Plant lipidomics: Refining pathway knowledge with a new technology

The large majority the knowledge we have on plant metabolism was generated before liquid chromatography-mass spectrometry-based (LC-MS) lipidomics was available. This translates into the fact that we have a new technique which results can confirm or not reviously generated hypotheses. Interestingly, some of our observations on lipid composition in the plant model Arabidopsis thaliana showed discrepancies with generally accepted ideas. we reported the existence of new compounds belonging to ER-synthesized classes of lipids containing 16:3 or its precursor 16:21, fatty acids that are typical of the chloroplast and deem to be absent in lipids with ER origin.

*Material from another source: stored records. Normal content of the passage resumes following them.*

PR #2003, opened 2026-05-29
fix: guard unsafe float-to-int64 conversions

### LINKED ISSUE #1591: Bug: unsafe float-to-int64 casts in clip_numeric and coerce_value can trigger undefined behavior and silent numeric corruption
### What happened?

While auditing the native numeric cleaning kernels, I discovered that several float-to-int64 conversions perform unchecked `static_cast<int64_t>` operations on unbounded floating-point values.

If extremely large floating-point values are passed (for example `1e20`), the cast exceeds signed 64-bit integer limits and triggers platform-dependent undefined behavior.

This currently affects:
- `clip_numeric`
- `coerce_value`

As a result, valid datasets can silently corrupt numeric values, overflow into negative ranges, or produce inconsistent behavior across architectures/compiler builds.

### Area

C++ cleaning engine

### Minimal reproduction

```python
import arnio as ar
import pandas as pd

df = pd.DataFrame({
    "value": [10, 20, 30]
})

frame = ar.from_pandas(df)

result = ar.pipeline(
    frame,
    [
        (
            "clip_numeric",
            {
                "lower": -1e20,
                "upper": 1e20
            }
        )
    ]
)

print(ar.to_pandas(result))
```

### Expected behavior

Numeric cleaning kernels should safely validate floating-point bounds before converting values into signed integer types.

Out-of-range values should:
- clamp safely
- raise validation errors
- or saturate deterministically

without invoking undefined behavior.

### Actual behavior

The native C++ cleaning kernels directly execute unchecked casts such as:

```cpp
static_cast<int64_t>(value)
```

on unbounded floating-point values.

When values exceed signed 64-bit integer limits:
- overflow occurs
- behavior becomes platform/compiler dependent
- negative sentinel values may appear
- numeric corruption becomes possible

### Impact

Produces incorrect data

### Arnio version

1.1.0

### Install method

Built from source

### Operating System

Linux

### Python version

3.12.4

### Environment details

```shell
Observed during deep validation of the C++ numeric cleaning engine.

Affected paths:
- `cpp/src/cleaning.cpp`
- `clip_numeric`
- `coerce_value`

Current logic includes unchecked conversions similar to:


static_cast<int64_t>(value)


without validating whether the floating-point value fits within:
- `INT64_MIN`
- `INT64_MAX`

This issue appears in multiple execution paths and may produce architecture-dependent behavior on x86_64 vs ARM systems.
```

### Pre-flight checks

### Additional context

This appears to be a numeric safety issue in the native C++ cleaning layer.

Potential safe fix direction:

Validate bounds using `std::numeric_limits<int64_t>` before any float-to-int conversion occurs.

Example approach:

```cpp
if (value > static_cast<double>(std::numeric_limits<int64_t>::max())) {
    value = static_cast<double>(std::numeric_limits<int64_t>::max());
}
```

This would:
- eliminate undefined behavior
- preserve deterministic numeric handling
- improve cross-platform safety
- prevent silent corruption in numeric cleaning operations

eshaanag:
Fixes #1591

This keeps the numeric-safety fix scoped to the two native paths called out in the issue: `coerce_value()` and the int64 branch of `clip_numeric()`.

The problem was that both paths validated part of the input shape, then still reached `static_cast<int64_t>` with doubles that could be outside the representable int64 range. That is the unsafe part: non-finite values, huge integral-looking doubles like `1e20`, and values at/above `2^63` should never reach the cast.

What changed:

- Added a small local `checked_double_to_int64()` helper in `cpp/src/cleaning.cpp`.
- Requires double values to be finite, integral, and inside the safe int64 conversion range before casting.
- Reused the helper from `coerce_value()` and from int64 `clip_numeric()` bounds.
- Preserved existing valid int64 fill behavior and ordinary valid clip bounds.
- Added native C++ regression coverage for out-of-range doubles, `inf`, `-inf`, `NaN`, and int64 boundary fill values.
- Added Python API regression coverage for out-of-range `fill_nulls()` and `clip_numeric()` inputs.

This PR is for GSSoC 2026 and stays focused on the assigned numeric-safety bug.

Validation:

- `cmake -S . -B /tmp/arnio-build-1591 -DARNIO_BUILD_CPP_TESTS=ON -Dpybind11_DIR=/home/kali/arnio/.venv-codex/lib/python3.13/site-packages/pybind11/share/cmake/pybind11`
- `cmake --build /tmp/arnio-build-1591`
- `ctest --test-dir /tmp/arnio-build-1591 --output-on-failure` — 4 passed
- `.venv-codex/bin/python -m pip install -e '.[dev]'`
- `.venv-codex/bin/python -m pytest tests/test_cleaning.py -q -k "clip_numeric or fill_nulls_validation_lossy"` — 23 passed
- `.venv-codex/bin/python -m pytest tests/test_cleaning.py -q` — 410 passed
- `.venv-codex/bin/python -m pytest -q` — 2466 passed, 43 skipped
- `.venv-codex/bin/python -m black --check tests/test_cleaning.py`
- `.venv-codex/bin/python -m ruff check tests/test_cleaning.py`
- `git diff --check`

### DIFF
--- a/cpp/src/cleaning.cpp
+++ b/cpp/src/cleaning.cpp
@@ -174,6 +174,18 @@ static uint64_t hash_row(const Frame& frame, size_t row, const std::vector<size_
     return h;
 }
 
+static int64_t checked_double_to_int64(double value, const char* context) {
+    constexpr double int64_min = static_cast<double>(std::numeric_limits<int64_t>::min());
+    constexpr double int64_max_exclusive = 9223372036854775808.0;  // 2^63
+
+    if (!std::isfinite(value) || value != std::floor(value) || value < int64_min ||
+        value >= int64_max_exclusive) {
+        throw std::invalid_argument(std::string(context) +
+                                    " must be a finite integral value within int64 range.");
+    }
+    return static_cast<int64_t>(value);
+}
+
 static CellValue coerce_value(const CellValue& value, DType target) {
     if (std::holds_alternative<std::monostate>(value)) {
         return std::monostate{};
@@ -190,12 +202,13 @@ static CellValue coerce_value(const CellValue& value, DType target) {
         }
         if (std::holds_alternative<double>(value)) {
             double d = std::get<double>(value);
-            if (std::isnan(d) || std::isinf(d) || d != std::floor(d)) {
+            try {
+                return checked_double_to_int64(d, "Numeric fill value");
+            } catch (const std::invalid_argument&) {
                 throw std::invalid_argument(
                     "Lossy or non-finite numeric fill values are not permitted for integer "
                     "columns.");
             }
-            return static_cast<int64_t>(d);
         }
         if (std::holds_alternative<std::string>(value)) {
             const auto& s = std::get<std::string>(value);
@@ -752,9 +765,9 @@ Frame clip_numeric(const Frame& frame, std::optional<double> lower, std::optiona
         if (src.dtype() == DType::INT64) {
             const auto& vec = std::get<std::vector<int64_t>>(src.data());
             Column col(src.name(), DType::INT64);
-            const int64_t lo = lower.has_value() ? static_cast<int64_t>(lower.value())
+            const int64_t lo = lower.has_value() ? checked_double_to_int64(lower.value(), "lower")
                                                  : std::numeric_limits<int64_t>::min();
-            const int64_t hi = upper.has_value() ? static_cast<int64_t>(upper.value())
+            const int64_t hi = upper.has_value() ? checked_double_to_int64(upper.value(), "upper")
                                                  : std::numeric_limits<int64_t>::max();
             for (size_t r = 0; r < src.size(); ++r) {
                 if (src.is_null(r)) {
--- a/cpp/tests/test_cleaning.cpp
+++ b/cpp/tests/test_cleaning.cpp
@@ -2,6 +2,7 @@
 #include <cmath>    // std::isnan
 #include <cstdint>  // uint64_t
 #include <cstring>  // std::memcpy
+#include <limits>
 
 #include "arnio/cleaning.h"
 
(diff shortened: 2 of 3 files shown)


im-anishraj (changes requested):
@eshaanag thank you for the focused numeric-safety patch. I added the GSSoC classification labels and reviewed the diff/CI. The implementation direction looks reasonable, but this PR is not merge-ready yet because the non-Vercel lint check is failing on clang-format.\n\nCurrent blocker:\n- cpp/tests/test_cleaning.cpp needs clang-format. CI reports formatting violations around the new Frame min_result, Frame max_result, and Frame result assignments in the numeric-safety tests. Please run clang-format-17 on the touched C++ test file or apply the repository formatter and push the formatted result.\n\nLocal checks I could run: git diff --check, Black, and Ruff all passed. The targeted Python pytest for the new native behavior fails in my local Windows checkout because it imports the already-installed _arnio_cpp extension from site-packages instead of rebuilding this PR's C++ changes; that is the same known local limitation, so I am not treating that as your blocker. Please fix clang-format and wait for the full non-Vercel CI matrix to go green, then I can re-review.

im-anishraj (approved):
@eshaanag thanks for the quick formatting fix. I re-reviewed the latest head (c88b35f2) and the clang-format blocker is resolved. The numeric-safety helper now guards finite/integral/range conditions before any int64 cast, and the new C++ plus Python regression tests cover out-of-range doubles, non-finite values, and boundary-safe cases.\n\nLocal checks: git diff --check, Black, and Ruff passed. The targeted Python pytest still fails in my Windows checkout because it imports the stale installed _arnio_cpp extension rather than this PR's rebuilt C++ code, but GitHub Actions rebuilt the native extension and all non-Vercel checks are green, including lint, native C++ tests, wheel smoke tests, and the full Python matrix. Approved.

The challenge imposed by these compounds was big: how to explain the existence of compounds that are not supposed to exist, and more importantly, how to reconcile it with more than 30 years of studies in lipid biochemistry.

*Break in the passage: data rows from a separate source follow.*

PR #2006, opened 2026-05-29
fix: preserve row count in normalize_unicode for zero-column frames (…

### LINKED ISSUE #1956: Bug: normalize_unicode loses row count for zero-column frames
## Summary

`normalize_unicode()` loses row count when called on an `ArFrame` with zero columns and one or more rows.

For example, an input shape of `(3, 0)` becomes `(0, 0)`.

## Why it matters

Zero-column frames are valid in Arnio and can appear after column-selection or column-dropping operations. A text-normalization helper should not change the row count when there are no columns to process.

This is a data-integrity issue for pipelines that preserve rows while progressively reducing columns.

## Evidence

- `arnio/cleaning.py`: `normalize_unicode()` rebuilds the native frame with `_Frame.from_dict(new_columns, dtype_hints)`.
- When `new_columns` is empty, no row count is passed to `_Frame.from_dict()`.
- Other helpers already use `_Frame.from_dict({}, {}, frame.shape[0])` to preserve row count for zero-column results.

## Reproduction or trigger

```python
import pandas as pd
import arnio as ar

result = ar.normalize_unicode(frame)

assert frame.shape == (3, 0)
assert result.shape == (3, 0)  # currently fails; result is (0, 0)
```

## Expected behavior

`normalize_unicode()` should preserve the original row count when the input has zero columns.

## Actual behavior

The result loses the row count and reports `(0, 0)`.

## Suggested direction

Pass the source row count when constructing the replacement native frame, especially when `new_columns` is empty:

```python
new_cpp_frame = _Frame.from_dict(new_columns, dtype_hints, frame.shape[0])
```

Add focused tests for:

- zero-column frames with non-zero rows
- zero-column empty frames
- existing non-empty string-column behavior
- attrs preservation on the zero-column path

## References

- `arnio/cleaning.py`
- `tests/test_cleaning.py`
- Related broader issue: #941

CoderAnshuman:
Here is a concise and professional summary you can copy and paste directly into your Pull Request description on GitHub:

***

## Description

This PR resolves a data-integrity issue where `normalize_unicode()` loses the row count when called on an `ArFrame` with zero columns and one or more rows (for example, reducing a shape of `(3, 0)` down to `(0, 0)`). 

### Key Changes
- **Bug Fix (`arnio/cleaning.py`)**: Updated `normalize_unicode()` to explicitly pass the source frame's row count (`frame.shape[0]`) to `_Frame.from_dict()` when rebuilding the native C++ frame.
- **Testing (`tests/test_cleaning.py`)**: Added a dedicated test method `test_normalize_unicode_zero_columns` to thoroughly verify:
  - Non-empty zero-column frames (e.g., shape `(3, 0)`) preserve their row count.
  - Empty zero-column frames (shape `(0, 0)`) work correctly.
  - Existing non-empty string-column normalization behavior remains unchanged (no regressions).
  - Metadata `attrs` preservation and deep-copy isolation behave correctly on the zero-column path.

Closes #1956

### DIFF
--- a/arnio/cleaning.py
+++ b/arnio/cleaning.py
@@ -1112,7 +1112,7 @@ def normalize_unicode(
         else:
             new_columns[name] = col.to_python_list()
             dtype_hints[name] = dtype
-    new_cpp_frame = _Frame.from_dict(new_columns, dtype_hints)
+    new_cpp_frame = _Frame.from_dict(new_columns, dtype_hints, frame.shape[0])
     return ArFrame(
         new_cpp_frame,
         attrs=copy.deepcopy(frame._attrs) if frame._attrs is not None else None,
--- a/tests/test_cleaning.py
+++ b/tests/test_cleaning.py
@@ -1735,7 +1735,6 @@ class TestNormalizeUnicode:
         assert frame_3_0_attrs._attrs["key"] == "value"
 
 
-
 class TestParseBoolStrings:
     def test_parse_basic_bool_strings(self):
         import pandas as pd
--- a/tests/test_cleaning.py
+++ b/tests/test_cleaning.py
@@ -1699,6 +1699,42 @@ class TestNormalizeUnicode:
         result._attrs["meta"]["key"] = "mutated"
         assert frame._attrs["meta"]["key"] == "value"
 
+    def test_normalize_unicode_zero_columns(self):
+        import pandas as pd
+
+        import arnio as ar
+
+        # Non-empty zero-column frame
+        frame_3_0 = ar.from_pandas(pd.DataFrame(index=range(3)))
+        assert frame_3_0.shape == (3, 0)
+        result_3_0 = ar.normalize_unicode(frame_3_0)
+        assert result_3_0.shape == (3, 0)
+
+        # Empty zero-column frame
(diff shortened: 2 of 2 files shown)


im-anishraj (changes requested):
@CoderAnshuman thanks for the focused normalize_unicode fix. I reviewed the patch and ran the targeted behavior checks. The implementation direction looks good and the focused tests pass locally, but the PR cannot merge until formatting is fixed.

Local verification:
- `git diff --check` passed.
- Ruff passed for `arnio/cleaning.py tests/test_cleaning.py`.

In 1982, Roughan and Slack2 published one of the most influential reviews in the field of plant lipids. They compiled and systematized the evidence on lipid synthesis in the chloroplast and ER of plant leaf cells. They compared radioactive labeling studies on isolated chloroplast with studies on full leaves. I will make my best attempt to summarize their conclusions while at the time provide proper background for the subject. Chloroplast can use acetate very effectively as a substrate for fatty acid synthesis. When fed with radioactive acetate, chloroplasts incorporate radioactivity very quickly into the fatty acids 16:0 and 18:1, which means they are the most abundant substrates for glycerolipid assembly. Interestingly, chloroplast and ER have different preferences for assembling these fatty acids. The chloroplast synthesizes a sn-1-18:1-sn-2-16:0 phosphatidic acid (PA) whereas the ER synthesizes either a sn-1-16:0 -sn-2-18:1 or a sn-1-18:1-sn-2-18:1 configuration, determining at this step the stereochemistry of the lipids synthesized at both compartments. From that point on 16:0 and 18:1 may undergo the following desaturation pathways: 16:0 → 16:1 → 16:2 → 16:3 and 18:1 → 18:2 → 18:3, respectively. In those labeling experiments, the desaturation of 16:0 was only observed in the chloroplast, and only for the lipid MGDG. The label of 16:0 would remain high during the whole duration of labeling experiments for all the other compounds4. Radiolabeling studies were largely in agreement with Arabidopsis fatty acid composition3, in which except for DGDG, the metabolic child of MGDG, the levels of 16:1, 16:2 and 16:3 in other lipids were either undetected or neglectable.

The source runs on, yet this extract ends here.